Issue #7119, opened 2023-10-27
RubyGems test suite does not play well with defaults overrides


voxik:
RubyGems provides a way to customize their configuration via:

https://github.com/rubygems/rubygems/blob/1a1948424aca90013b37cb8a78f5d1d5576023f1/lib/rubygems.rb#L1325

or

https://github.com/rubygems/rubygems/blob/1a1948424aca90013b37cb8a78f5d1d5576023f1/lib/rubygems.rb#L1342

Since Fedora ships own `operating_system.rb` file, I was always struggling a bit with executing the test suite. But since it was probably just me and there was relative simple workaround:

~~~
$ mkdir lib/rubygems/defaults/
$ touch lib/rubygems/defaults/operating_system.rb
~~~

I was not bothered to find better solution.

Nevertheless, I have prepared [this](https://bugs.ruby-lang.org/issues/19972) Ruby proposal + [POC PR](https://github.com/ruby/ruby/pull/8761) and because this includes some custom configuration in `rubygems/defaults/ruby.rb`, the test suite [fails](https://github.com/ruby/ruby/actions/runs/6653479202/job/18079551870). I have tried to improve the situation [a bit](https://github.com/ruby/ruby/pull/8761/commits/2347cae771c283745b86a5583e026b026be86518), but then it [fails](https://github.com/ruby/ruby/actions/runs/6653945271/job/18080981045) on different places differently.

Now I wonder what would be the best way to fix this.

The workaround is valid, but I believe that Ruby executes RubyGems test suite in a slightly different way than Ruby itself. So that would probably needed fix in Ruby as well as in RubyGems (and as you can see, I was locally always executing test suite in a yet another way :laughing:, which does not make this too attractive to me).

I have tried to modify `test/rubygems/helper.rb` to provide fake directory structure with such files, but it loads RubyGems as a first step, which does not make this very viable.

Or maybe all the tests which fails with the operating_system.rb should be made more robust? Maybe this kind of failure is really caused just by some wrong assumptions:

~~~
    7) Failure:
  TestGem#test_default_path [/home/runner/work/ruby/ruby/src/test/rubygems/test_gem.rb:582]:
  <["/home/runner/work/ruby/ruby/build/tmp/test_rubygems_20231026-59729-7r82or/gemhome"]> expected but was
  <["/home/runner/work/ruby/ruby/build/tmp/test_rubygems_20231026-59729-7r82or/gemhome",
[...]

PR #7153, opened 2023-11-10
Explicitly define `@default_specifications_dir` for tests

voxik:
Resetting `@default_specifications_dir` to `nil` means that the `Gem.default_specifications_dir` needs to be invoked. However, given that this method might be overridden by operating_system.rb and similar, this might lead to various test failures. Providing the default value makes the issues go away.

Please note that this single line reduced the number of test failures for ruby/ruby/pull/8761 from ~80 to just ~4 and fixes most of my concerns raised in #7119


deivid-rodriguez (approved):
Seems harmless to me!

**Required action**. With the first line being the one containing "Or maybe all" and the last line the one containing "PR #7153, opened 2023-11-10", transcribe exactly the lines above that fall in that range.

**Result of this task**.
Or maybe all the tests which fails with the operating_system.rb should be made more robust? Maybe this kind of failure is really caused just by some wrong assumptions:

~~~
    7) Failure:
  TestGem#test_default_path [/home/runner/work/ruby/ruby/src/test/rubygems/test_gem.rb:582]:
  <["/home/runner/work/ruby/ruby/build/tmp/test_rubygems_20231026-59729-7r82or/gemhome"]> expected but was
  <["/home/runner/work/ruby/ruby/build/tmp/test_rubygems_20231026-59729-7r82or/gemhome",
[...]

PR #7153, opened 2023-11-10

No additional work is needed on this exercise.